REQUIRED WORK =
Report all lines of the data below that hold the word "whitelist".

• • •

PR #425, opened 2020-11-17
Use a plain whitelist instead of a tree

gds-gharper:
In order to ensure that any new milestones or projects don't automatically get shown we're reverting to a pure whitelist, which lists every entity the user should have access to.


middleware/entityUserPermissions.js
```diff
@@ -81,7 +32,7 @@ async function entitiesUserCanAccess(user) {
     });
 
     for (const role of roles) {
-      whitelist = whitelist.concat(await entitiesRoleCanAccess(role));
+      whitelist = whitelist.concat(role.roleEntities);
     }
```
leighjohnson-friday, line 36: I believe the entitiesRoleCanAccess function has been used in other areas of the code which will also need updating.

middleware/entityUserPermissions.js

• • •

TASK SOLUTION =
Use a plain whitelist instead of a tree
In order to ensure that any new milestones or projects don't automatically get shown we're reverting to a pure whitelist, which lists every entity the user should have access to.
-      whitelist = whitelist.concat(await entitiesRoleCanAccess(role));
+      whitelist = whitelist.concat(role.roleEntities);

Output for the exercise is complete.